Part of the light emitted from the side of the light-emitting chip 101 may be irradiated onto the reflective surface 106 and be reflected by the reflective surface 106 . For example, FIG. 6 and FIG. 7 show the path of one beam of light (denoted as target light 301) emitted from the side of the light-emitting chip 101 shown in FIG. Reflective surface 106 reflects. The light emitted from the top of the light emitting chip 101 and other light emitted from the side are not fully shown in the figure.

It should be noted that the reflective surface 106 is disposed on the periphery of the light-emitting chip 101 , which may mean that the reflective surface 106 does not overlap with the light-emitting chip 101 at all along the up-down direction (for example, based on the direction shown in FIG. 3 ). Alternatively, the reflective surface 106 is disposed on the periphery of the light-emitting chip 101, which may also refer to: along the up-down direction (for example, based on the direction of FIG. 3 ), the upper or inner part of the reflective surface 106 overlaps with the light-emitting chip 101, but The lower or outer part of the reflective surface 106 does not overlap with the light-emitting chip 101 , and part of the light emitted from the side of the light-emitting chip 101 can irradiate the part of the reflective surface 106 that does not overlap with the light-emitting chip 101 .
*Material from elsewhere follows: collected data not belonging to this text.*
PR #9943, opened 2023-02-13
fix(sessions): Add device field. Move domain to field resolver. Use Intl for date format.

saevarma:
## What

* Add device field in gql model and query
* Move domain on client to use a field resolver
* Display Óþekkt for client name if not found, with client Id on hover.
* Use Intl date and time format functions.

## Why

To improve session UI.

## Screenshots / Gifs

## Checklist:


libs/api/domains/sessions/src/lib/sessions.resolver.ts
```diff
@@ -17,6 +17,12 @@ import { Session } from './models/session.model'
 import { SessionsService } from './services/sessions.service'
 import { PaginatedSessionResponse } from './dto/paginated-session.response'
 import { SessionsInput } from './dto/sessions.input'
+import { CustomDelegation, Domain } from '../../../auth/src/lib/models'
+import {
+  DomainDataLoader,
+  DomainLoader,
+} from '../../../auth/src/lib/loaders/domain.loader'
+import { ISLAND_DOMAIN } from '../../../auth/src/lib/services/constants'
```
eirikurn, line 25: Should use absolute imports

eirikurn (approved):
Nice!

libs/api/domains/sessions/src/lib/sessions.resolver.ts
saevarma: This shouldn´t be there, copy paste import gone by unnoticed!

PR #10105, opened 2023-02-16
feat(transport authority applications): Use shared MessageWithLinkButton component

johannaagma:
## What

* Use shared MessageWithLinkButtonFormField
* Move OpenServicePortal messages into core messages

## Why

To not have 3 duplicates of MessageWithLinkButtonFormField in transport authority applications. It is not possible to use the standard formConclusionSection in these 3 applications, because we are "faking" the status page (show conclusion screen right after payment, but on refresh there is a status screen)

## Checklist:


sigruntg (approved):

Toti91 (approved):
Looks good

PR #10113, opened 2023-02-17
feat(session): Adde date filter to sessions

GunnlaugurG:

-Filter to retrieve data between two dates

-so users can look up sessions for a specific date range

## Screenshots / Gifs

## Checklist:


libs/service-portal/core/src/lib/messages.ts
```diff
@@ -481,6 +481,10 @@ export const m = defineMessages({
     id: 'service.portal:search-placeholder',
     defaultMessage: 'Sláðu inn leitarorð',
   },
+  searchByNationalId: {
```
thordurhhh, line 484: Perhaps this should be placed in:
`libs/service-portal/sessions/src/lib/messages.ts` 
with the `portals-my-pages.session-history:` namespace. 

🙌

thordurhhh (approved):

libs/service-portal/core/src/lib/messages.ts
GunnlaugurG: You are right! :D

libs/service-portal/sessions/src/screens/Sessions/Sessions.tsx
```diff
@@ -21,32 +19,50 @@ import LogTable from '../../components/LogTable/LogTable'
...
+  const { lg } = useBreakpoint()
 
   const [sessionsData, setSessionsData] = useState<SessionsSession[]>([])
   const [searchNationalId, setSearchNationalId] = useState('')
   const [nextCursor, setNextCursor] = useState<string>('')
   const [customLoading, setCustomLoading] = React.useState(true)
-
-  const getQueryVariables = (next: string, nationalId: string) => {
+  const [fromDate, setFromDate] = useState<Date>(initialDates.fromDate)
+  const [toDate, setToDate] = useState<Date>(initialDates.toDate)
```
saevarma, line 40: ~You could have this as an object then instead of 

```
setFromDate(initialDates.fromDate)
setToDate(initialDates.toDate)
```
you would do

```
// Setting the to date
setFilterDates((prev) => ({...prev, to: toDate }))
```

libs/service-portal/sessions/src/components/SessionFilter/SessionFilter.tsx
```diff
@@ -0,0 +1,139 @@
...
+import * as styles from './SessionFilter.css'
+import cn from 'classnames'
+import React, { useState } from 'react'
+import { useLocale } from '@island.is/localization'
+import addYears from 'date-fns/addYears'
+
+const defaultCalState = { top: false, lower: false }
+
+interface IProps {
+  onFilterChange: (value: string) => void
```
saevarma, line 20: Maybe rename this to be explicit about handling the `nationalId` change

libs/service-portal/sessions/src/components/SessionFilter/SessionFilter.tsx
```diff
@@ -0,0 +1,139 @@
...
+  nationalId: string
+  fromDate?: Date
+  toDate?: Date
+  handleDateChange: (date: Date, type: 'from' | 'to' | 'clear') => void
```
saevarma, line 24: Wondering if we could simplify the handling a bit in the `Sessions.tsx` if we just had a specific clear handler that would reset filter date and nationalId states value and refetch. And this would just be handling date changes.

oddsson (approved):

saevarma (approved):
Nice job!

PR #10114, opened 2023-02-17
fix(application): Change button size to link field and make icon customizable.

egillben:
# Button size & Icon

## What
Change button size and make icon customizable

## Why
UX

## Screenshots / Gifs
image

## Checklist:


libs/island-ui/core/src/index.ts
```diff
@@ -114,6 +114,7 @@ export type {
 } from './lib/DatePicker/types'
 export type { ResponsiveProp } from './utils/responsiveProp'
 export type { GridColumns } from './lib/Grid/GridColumn/GridColumn.css'
+export type { IconMapIcon } from './lib/IconRC/Icon'
```
disaerna, line 117: Instead of exporting the map functionality you can use already exported type **IconProps** in the component. Then you can also control if the icon is outlined or filled. 
  ```

  import { IconProps } from '@island.is/island-ui/core'

  icon?: Pick<IconProps, 'icon' | 'type'>

```

Is this something you can use instead?

egillben: I cant import import { IconProps } from '@island.is/island-ui/core' into .ts file, i would have to change the props so they would be exported from '@island.is/island-ui/core/types'.

Would that be okay?

disaerna: This example is from a .ts file 🤔 see example here: 
/libs/portals/core/src/types/portalCore.ts

Toti91 (approved):

libs/island-ui/core/src/index.ts
egillben: Getting strange error then, wonder why I can't import it,  have restarted my VS code but it wont resolve the type, gonna push to github and check what happens here

egillben: tsconfig does not allow .tsx to be imported in the libary im working with, gonna ask the core team if I can change it

disaerna (approved):

PR #10122, opened 2023-02-17
fix(user-profile): Update how to get locale of current logged in user.

thordurhhh:
## What

* Implemented a change to retrieve the locale of the presently authenticated user, rather than the delegated user.
* Remove `getUserProfileStatus`

I am very much open to any suggestions if someone has a different view of a way to implement these changes. 💟 

## Why

* Currently, the saved locale of the user is retrieved regardless of whether the user was acting on their own behalf or on behalf of another individual or company. This approach did not align with the user's expectations, as the language preference should be specific to the current user's context, rather than to a different person or company.
* `getUserProfileStatus` is not used anywhere, it was used for a very brief period.

## Checklist:


disaerna (approved):
LGTM

apps/services/user-profile/src/app/user-profile/userProfile.controller.ts
```diff
@@ -76,9 +84,16 @@ export class UserProfileController {
     nationalId: string,
     @CurrentUser()
     user: User,
+    @Query('actorRequest') actorRequest?: boolean,
   ): Promise<UserProfile> {
-    if (nationalId != user.nationalId) {
-      throw new ForbiddenException()
+    if (actorRequest) {
```
saevarma, line 89: Another option would to make `locales` as sub-resource of `users`.

We have used `/me` and `/actor` as short hand for `/users/.nationalId`, where the `/me` uses `@CurrentUser()` while `/actor` uses `@CurrentActor()` (fallbacks to current user if no actor in token) decorators to get the corresponding nationalId. 

So we could create `GET /actor/locales` (ideally would return array of single locale as it is a collection endpoint) and then we could create `POST /actor/locales` to update the preferred locale.

I would be interested to hear what @eirikurn thinks about this.

saevarma (commented):
When the user changes the locale in the UI it is updated in the user profile. I would assume that needs also a refactor.

thordurhhh:
@saevarma - Did you get a chance to look at this after Máni's changes?
I was testing this and it works well, just wondering how you guys like the setup as it is now?

apps/services/user-profile/src/app/user-profile/userProfile.controller.ts
```diff
@@ -76,9 +86,16 @@ export class UserProfileController {
     nationalId: string,
     @CurrentUser()
     user: User,
+    @Query('actorRequest') actorRequest?: boolean,
```
saevarma, line 89: Are you still going to use actor request to this endpoint?

saevarma:
> @saevarma - Did you get a chance to look at this after Máni's changes? I was testing this and it works well, just wondering how you guys like the setup as it is now?

@thordurhhh I looked over it again and had two comments.

apps/services/user-profile/src/app/user-profile/userProfile.controller.ts
thordurhhh: No, good point. Will fix.

thordurhhh:
> > @saevarma - Did you get a chance to look at this after Máni's changes? I was testing this and it works well, just wondering how you guys like the setup as it is now?
> 
> @thordurhhh I looked over it again and had two comments.

Yes, good comments. Should be fixed now. 🙌

apps/services/user-profile/src/app/user-profile/userProfile.controller.ts
```diff
@@ -67,6 +70,12 @@ export class UserProfileController {
     description: 'The nationalId of the application to update.',
     allowEmptyValue: false,
   })
+  @ApiQuery({
+    name: 'actorRequest',
+    required: false,
+    type: 'boolean',
+    description: 'Is the user requesting the actor information?',
+  })
```
saevarma, line 78: Forgot to remove the swagger decorator? Don't forget to remove the `ApiQuery` import when you remove this.

saevarma (changes requested):

apps/services/user-profile/src/app/user-profile/userProfile.controller.ts
thordurhhh: @saevarma - This should be updated now. I was hurrying a little too much there.

thordurhhh:
@saevarma - If you have a chance to look at this, it should be good now. 🙌

saevarma (approved):
💯 Great Job!

PR #10143, opened 2023-02-21
fix(infra): Fix api infra for render-local-env

krrrrrrrrrrr:
## Checklist:


busla (approved):
LGTM

wondering if you could use try/catch?

```js
export function getMockName(to: string) {
  // URL constructor requires a protocol
  try {
    const url = new URL(to)
    url.protocol = 'proto://'
    url.pathname = ''
    ...
  } catch (e) {
    throw new Error(`getting mock name failed, to is not a valid url: ${e.message}`)
  }
}
```

krrrrrrrrrrr:
> wondering if you could use try/catch?

That wouldn't help. This change is specifically to prevent failure/crash for non-URLs. In this case, we don't actually need URLs, just the host-name, which is very easily extracted using the `URL` constructor.

PR #10159, opened 2023-02-22
feat(auth-admin-domain): New AuthAdmin GQL domain with initial schema

saevarma:
# New AuthAdmin domain

[Notion task](https://www.notion.so/Create-mocked-GraphQL-schema-6f109d58c5024905b5f27ee581e382da)

## What

Creating new AuthAdmin GQL domain to contain schema and resolvers for the new IDS admin module.
Creates initial schema for tenants and returns mocked data while we implement the REST api.

## Why

Serve the new IDS admin module.

## Screenshots / Gifs

## Checklist:


libs/api/domains/auth-admin/src/lib/auth-admin.module.ts
```diff
@@ -0,0 +1,10 @@
+import { Module } from '@nestjs/common'
+import { TenantResolver } from './resolvers/tenant.resolver'
+import { TenantsService } from './services/tenants.service'
```
eirikurn, line 3: I prefer grouping files by domain (tenant) rather than type (resolvers/services), but guess the monorepo is all over the place with this 🤷‍♂️🙃

libs/api/domains/auth-admin/src/lib/models/tenant-environment.model.ts
```diff
@@ -0,0 +1,22 @@
+import { Field, Int, ObjectType } from '@nestjs/graphql'
+
+import { Environment } from './environment'
+import { TranslatedValue } from './translated-value.model'
+
+@ObjectType('AuthAdminTenantEnvironment')
+export class TenantEnvironment {
+  @Field()
+  id!: string
```
eirikurn, line 9: Fyi, this probably needs a field resolver to be unique across environments.

libs/api/domains/auth-admin/src/lib/models/application.model.ts
```diff
@@ -0,0 +1,12 @@
...
+import { TranslatedValue } from './translated-value.model'
+
+@ObjectType('AuthAdminApplication')
+export class Application {
+  @Field(() => ID)
+  name!: string
+
+  @Field(() => [TranslatedValue])
+  displayName!: TranslatedValue[]
+}
```
eirikurn, line 12: Is this used? Should displayName be here or under environments?

libs/api/domains/auth-admin/src/lib/models/tenant.model.ts
```diff
@@ -0,0 +1,12 @@
...
+
+import { TenantEnvironment } from './tenant-environment.model'
+
+@ObjectType('AuthAdminTenant')
+export class Tenant {
+  @Field()
+  id!: string
+
+  @Field(() => [TenantEnvironment])
+  environments!: TenantEnvironment[]
```
eirikurn, line 11: ~We could have a "defaultEnvironment" field resolver on all of our models which just resolves the first (or last) environment to simplify list queries. 

Then list queries would only query `defaultEnvironment` properties and not receive duplicate displayName, applicationsCount etc for each environment.

Not sure if the "max(applicationsCount)" is important enough to warrant querying all environments, or if we should move it to the server somehow, ie `tenant.defaultEnvironment.applicationsCount = Math.max(tenant.environments.map(e => e.applicationsCount)`. Or call it something else like `tenant.mergedEnvironment`?

libs/api/domains/auth-admin/src/lib/models/tenant-environment.model.ts
```diff
@@ -0,0 +1,22 @@
...
+
+  @Field(() => Environment)
+  environment!: Environment
+
+  @Field(() => [TranslatedValue])
+  displayName!: TranslatedValue[]
+
+  @Field(() => Int)
+  applicationsCount!: number
```
eirikurn, line 18:
```suggestion
  applicationCount!: number
```

libs/api/domains/auth-admin/src/lib/models/tenant-environment.model.ts
```diff
@@ -0,0 +1,22 @@
...
+
+  @Field(() => Int)
+  apisCount!: number
```
eirikurn, line 21:
```suggestion
  apiCount!: number
```

libs/api/domains/auth-admin/src/lib/models/tenant-environment.model.ts
eirikurn: Feel free to disagree :)

eirikurn (approved):

libs/api/domains/auth-admin/src/lib/models/tenant.model.ts
saevarma: Yes that is a great suggestion.

PR #11453, opened 2023-06-13
feat(summer-of-perf): Connection pooling for website requests

eirikurn:
## What

Configures connection pooling for these requests:

- web (Public Website) -> api (GraphQL API)
- api -> Contentful

The pools are configured like this:

- maxSockets: 50 - opens max 50 sockets per process per integration. This is a documented best practice to not consume excessive resources under load.
- timeout: 20 seconds - going up from the previous default of 10 second timeouts
- freeSocketTimeout: 10 seconds - keeps unused sockets open for 10 seconds, then closes them if they're not needed.

## Why

These two integrations are a source of MANY requests, which can benefit from connection pooling. By reusing connections we save resources and precious milliseconds, especially considering that each Contentful request required setting up a full SSL connection.

There is also a [small sliver of hope](https://community.prismic.io/t/fetch-error-on-rest-api-econnreset/3632/24) that connection pooling and maxSockets can reduce occurrences of ECONNRESET errors in production.

The max socket configuration is based on these references:

- https://github.com/aws/aws-sdk-js-v3/issues/1959#issuecomment-777709813
- https://learn.microsoft.com/en-us/azure/app-service/app-service-web-nodejs-best-practices-and-troubleshoot-guide#my-node-application-is-making-excessive-outbound-calls
- https://medium.com/trendyol-tech/nodejs-performance-best-practices-more-than-cliche-9baa573cbf03#42c8


libs/nest/feature-flags/src/lib/feature-flag.client.ts
```diff
@@ -1,14 +1,22 @@
...
 
-export const FeatureFlagClientProvider = {
+let clientSingleton: ReturnType<typeof createClient>
+
+export const FeatureFlagClientProvider: Provider = {
   provide: FEATURE_FLAG_CLIENT,
   inject: [FeatureFlagConfig.KEY],
   useFactory({ sdkKey }: ConfigType<typeof FeatureFlagConfig>) {
-    return createClient({ sdkKey })
+    // Configcat verbosely complains if you create the same client twice, which we should only be doing in tests.
```
snaerseljan, line 15: ahhh thank you!

snaerseljan (approved):
Really nice job @eirikurn.

Although you might think those connection handshakes take little time, then this definitely adds up and saves us as you said precious milliseconds.

Nice job 💯

siggifv (approved):

PR #11474, opened 2023-06-14
fix: Caching of hashed webpack assets

eirikurn:
## What

Cache JS and CSS bundles in our SPA projects. 

## Why

To improve performance and continue serving old assets after deploying new code.

Some files have 16 char hash while others have 20 char hashes. This is configured in NX's webpack config.


scripts/dockerfile-assets/nginx/default.conf.template
```diff
@@ -14,11 +14,11 @@ server {
         add_header Cache-Control "no-store, no-cache, must-revalidate";
     }
 
-    location ~ "^$BASEPATH(.+\.[0-9a-f]{20}\..+)$" {
+    location ~ "^$BASEPATH(.+\.[0-9a-f]{16,20}\..+)$" {
```
brynjarorng, line 17:
```suggestion
    location ~ "^$BASEPATH(.+\.([0-9a-f]{16}|[0-9a-f]{20})\..+)$" {
```

Would it not then make sense to match either 16 or 20 times instead of taking everything in between as well?

brynjarorng (changes requested):

scripts/dockerfile-assets/nginx/default.conf.template
brynjarorng: Agreed, though I think more specific is almost always better this should likely be fine.

brynjarorng (approved):
LGTM

PR #11479, opened 2023-06-14
fix(service-portal): Don't translate the names in service-portal

thordurhhh:
## What

Block translations of name display in the service portal.
The translation of names is the most important part for now, we might block translation of some additional data later.

https://www.w3.org/International/questions/qa-translate-flag

Additional change: Add translation availability to `<Text>` component

## Why

We have had a few complaints from users using Google Translate that think their name is wrong in Þjóðskrá, so we need to prevent the translations of names.

## Screenshots / Gifs

Gervimaður Færeyjar when using Google Translate (example):
Screenshot 2023-06-14 at 10 50 52

## Checklist:


snaerseljan (approved):
💯 Nice

thorkellmani (approved):
lgtm

PR #11487, opened 2023-06-15
fix(ids-admin): Fixing two bugs in permissions

snaerseljan:
# Fixes two bugs in permissions

## What

https://www.notion.so/Add-permissions-modal-doesn-t-filter-scopes-correctly-after-saving-473c9ded9edc42909d429d75e305dae1?pvs=4

Then I discovered another bug when adding permission and saving deleting it and adding it again. Then the save button was wrongly disabled

## Checklist:


eirikurn (approved):
🙌

PR #11488, opened 2023-06-15
fix(j-s): Feature hide appeal to court of appeals email

unakb:
[Skip sending appeal notifications if case was appealed in court ](https://app.asana.com/0/1199153462262248/1204823130701579/f)

## What

Skip sending appeal notifications if case was appealed in court

## Why

Because everyone involved will already know the case was appealed since they were in court when it happened.

## Checklist:


apps/judicial-system/backend/src/app/modules/case/case.service.ts
```diff
@@ -715,6 +716,14 @@ export class CaseService {
     theCase: Case,
     user: TUser,
   ): Promise<void> {
+    // If case was appealed in court we don't need to send these messages
+    if (
+      theCase.accusedAppealDecision === CaseAppealDecision.APPEAL ||
+      theCase.prosecutorAppealDecision === CaseAppealDecision.ACCEPT
+    ) {
+      return Promise.resolve()
```
gudjong, line 724: If you make the method `addMessagesForAppealedCaseToQueue` async you don't need to explicitely return a promise. You can do a simple return instead.

gudjong: However, this check is done a bit prematurely. We still need to post all the case file delivery messages to queue. The only message that should not be queued is the notification message.

gudjong (changes requested):

gudjong (approved):

PR #11495, opened 2023-06-15
fix(j-s): Updating tables and fixing filtering 

MargretFinnboga:
# Updating tables and slowly removing react-tables 

[Málalisti. Varnaðili raðast ekki í stafrófsröð í afgreiddum málum hjá öllum notendum og kærð mál/afgreidd mál hjá Landsrétti](https://app.asana.com/0/1199153462262248/1204724531400377)

## What

Wanted to start by creating table, multi-use table component and updating a few tables not all, just be sure that they work! Safety first right!?  

- Moved Table component that uses react table to ReactTable component 
- Created Table component with these helper table blocks and tables
- Added to shared cases check if the table is loading before showing error message 
- Added useSort hook that has useSortCases and useSortAppealCases 
 
> H E L P E R S 🔨 
	**TableContainer** -> Because tables have the same style and same loading state 
	**TableSkeleton** -> Used as loading state for tables 
	**TableHeaderText** -> All header text are the same, takes in title 
	**SortButton** -> Button in header that you can sort from 
	**DurationDate** -> this is used in PastCases thought it was cleaner to have it as it own
	**CourtCaseNumber** -> used in table column, makes the tbody more clean and is always the same 
	**ColumnCaseType** -> Used as column to show case type 
	**CateGoryCard** -> Used in mobile version of table 

> T A B L E S 📑 
        Reason for two different types is they take in different props for cases, its just a start, hopefully one day maybe we 
        can unit them 🤷🏼 
	**AppealCasesTable** -> stores the table and mobile table
	**PastCasesTable** -> stores spec test, table and mobile table  

## Why

- React tables wasn't filtering right 

## Screenshots / Gifs

Screenshot 2023-06-15 at 11 55 36

Screenshot 2023-06-15 at 11 27 28

## Checklist:


apps/judicial-system/web/src/components/Table/DurationDate/DurationDate.tsx
```diff
@@ -0,0 +1,48 @@
+import { useIntl } from 'react-intl'
+import parseISO from 'date-fns/parseISO'
+import { tables } from '@island.is/judicial-system-web/messages'
+import { Text } from '@island.is/island-ui/core'
+import { Case, CaseState } from '@island.is/judicial-system/types'
+
+import { formatDate } from '@island.is/judicial-system/formatters'
+
+export function getDurationDate(
+  state: Case['state'],
```
unakb, line 10: How come you decided to infer the types from Case here instead of explicitly defining them?

apps/judicial-system/web/src/routes/Shared/Cases/ActiveCases.tsx
```diff
@@ -42,6 +42,7 @@ import { displayCaseType } from './utils'
 import * as styles from './Cases.css'
 import MobileCase from './MobileCase'
 import { cases as m } from './Cases.strings'
+import ColumnCaseType from '@island.is/judicial-system-web/src/components/Table/ColumnCaseType/ColumnCaseType'
```
unakb, line 45: Consider removing unused displayCaseType import

apps/judicial-system/web/src/utils/hooks/index.ts
```diff
@@ -11,3 +11,4 @@ export { default as useOnceOn } from './useOnceOn'
 export type { CaseFileStatus, CaseFile } from './useCourtUpload'
 export { UploadState, useCourtUpload } from './useCourtUpload'
 export { default as useAppealAlertBanner } from './useAppealAlertBanner'
+export { default as useSortCases } from './useSort/useSortCases'
```
unakb, line 14: consider adding useSortAppealCases here for consistency

apps/judicial-system/web/src/components/Table/SortButton/SortButton.tsx
```diff
@@ -0,0 +1,43 @@
...
+      component="button"
+      display="flex"
+      alignItems="center"
+      className={styles.thButton}
+      onClick={onClick}
+    >
+      <Text fontWeight="regular">{title}</Text>
+      <Box
+        className={cn(styles.sortIcon, {
+          [styles.sortAccusedNameAsc]: sortAsc,
```
unakb, line 29: Nice! Consider renaming the styles for the sortIcon. Since you've extracted the component there's no longer a need for having separate style names for each one, so they can now be .sortAsc and sortDes

apps/judicial-system/web/src/components/Table/PastCasesTable/PastCasesTable.tsx
```diff
@@ -0,0 +1,161 @@
...
+          <TableHeaderText title={formatMessage(tables.caseNumber)} />
+          <th className={cn(styles.th, styles.largeColumn)}>
+            <SortButton
+              title={capitalize(formatMessage(core.defendant, { suffix: 'i' }))}
+              onClick={() => requestSort('defendant')}
+              sortAsc={getClassNamesFor('defendant') === 'ascending'}
+              sortDes={getClassNamesFor('defendant') === 'descending'}
+            />
+          </th>
+          <TableHeaderText title={formatMessage(tables.type)} />
```
unakb, line 103: In the current past cases table we can sort cases by type, after this we'll only be able to sort by defendant. I'm actually not sure which is right though as the active cases table can't be sorted by type. Should we check with Guðný if it's ok that we remove this sorting, or did you already talk to her?
It does feel like a weird sorting by type to me since we also have the dropdown filter at the top, but there might be a reason for it being sortable as well that I'm not aware of

apps/judicial-system/web/src/utils/hooks/useSort/useSortAppealCases.ts
```diff
@@ -0,0 +1,58 @@
+import { AppealedCasesQueryResponse } from '@island.is/judicial-system-web/src/routes/CourtOfAppeal/Cases/Cases'
+import { useState, useMemo } from 'react'
+
+const useSortAppealCases = (
+  defaultColumn: string,
+  defaultDirection: 'ascending' | 'descending',
+  data: AppealedCasesQueryResponse[],
```
unakb, line 7: I wonder about the abstraction of the AppealedCasesQueryResponse[] vs CaseListEntry[], they're almost exactly the same, and it would be nice to use the same sort hook for all tables. But that's another refactor and another conversation so I think we should maybe just keep that for another PR 😊

unakb (approved):
Really nice refactoring, much easier to work with the components broken down like this 👏 There's just a few nitpicks and a question that would be good to figure out before merging 🙏

PR #11498, opened 2023-06-15
fix(driving-instructor-registrations): DLP requirements changes and client update

kksteini:
# Requirements change
An instructor can allow a student to have their practice permit confirmed if they deem that student to be ready instead of requiring 10 lessons explicitly. This now simply hinges upon `Ökuskóli 1` being completed successfully.

## Video

In the video, the Gervimaður starts with Ö1 but in status 9 (canceled) and as such it does not show up.
Then we call the API such that an entry for Ö1 is created, subsequently fulfilling the requirements.
Then the driving instructors issues the permit.

[Screencast from fim 15.jún 2023 14:46:25.webm](https://github.com/island-is/island.is/assets/77672665/a606b8b4-24cd-4b41-bf4c-138b86a24d17)

## EDIT
Samgöngustofa maintains that the client will not include the status code by the time this would be hotfixed/released.
As such, I've removed the status checks for Ökuskóli 1 that were previously present in this PR

## Checklist:

### DIFF
--- a/apps/judicial-system/backend/src/app/modules/case/case.service.ts
+++ b/apps/judicial-system/backend/src/app/modules/case/case.service.ts
@@ -837,18 +837,19 @@ export class CaseService {
       }
     }
 
+    if (
+      updatedCase.prosecutorStatementDate?.getTime() !==
+      theCase.prosecutorStatementDate?.getTime()
+    ) {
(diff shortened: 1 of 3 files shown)


rafnarnason (approved):
lgtm 🌭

Since the periphery of the light-emitting chip 101 is not blocked by enclosing structures such as dam glue, the light emitted from the side of the light-emitting chip 101 is less blocked, and the amount of light output from the side of the light-emitting device 100 is improved. Therefore, the side light extraction efficiency of the light emitting device 100 of the present invention is higher, and the overall light extraction efficiency is also higher. In addition, since the light emitting device 100 of the present invention mainly improves the light output efficiency at the side, the light emitting device 100 of the present invention is especially suitable for thinner light emitting devices.

Referring to FIG. 1 or FIG. 5 , the substrate 200 includes an insulating part 102 and a conductive part 104 , the insulating part 102 is made of an insulating material, and the conductive part 104 is made of metal or other conductive materials. Referring to FIG. 1 and FIG. 2 , the surface of the insulating portion 102 facing the light-emitting chip 101 includes a mounting surface 203 and a reflective surface 106 , and the inner edge of the reflective surface 106 is connected to the outer edge of the mounting surface 203 . The conductive part 104 is connected to the insulating part 102, the mounting surface 203 is located below the light-emitting chip 101, a part of the conductive part 104 is exposed on the mounting surface 203, and the part of the conductive part 104 exposed on the mounting surface 203 is electrically connected to the bottom of the light-emitting chip 101 . For example, with reference to FIG. 1 and FIG. 2, the light-emitting chip 101 includes a connection portion 105, the connection portion 105 is located at the bottom of the light-emitting chip 101, the connection portion 105 can be a pin or a contact of the light-emitting chip 101, and the connection portion 105 is directly connected to the conductive portion 104. Contact, or, the connection part 105 and the conductive part 104 are bonded by conductive glue, so as to realize the electrical connection between the connection part 105 and the conductive part 104 .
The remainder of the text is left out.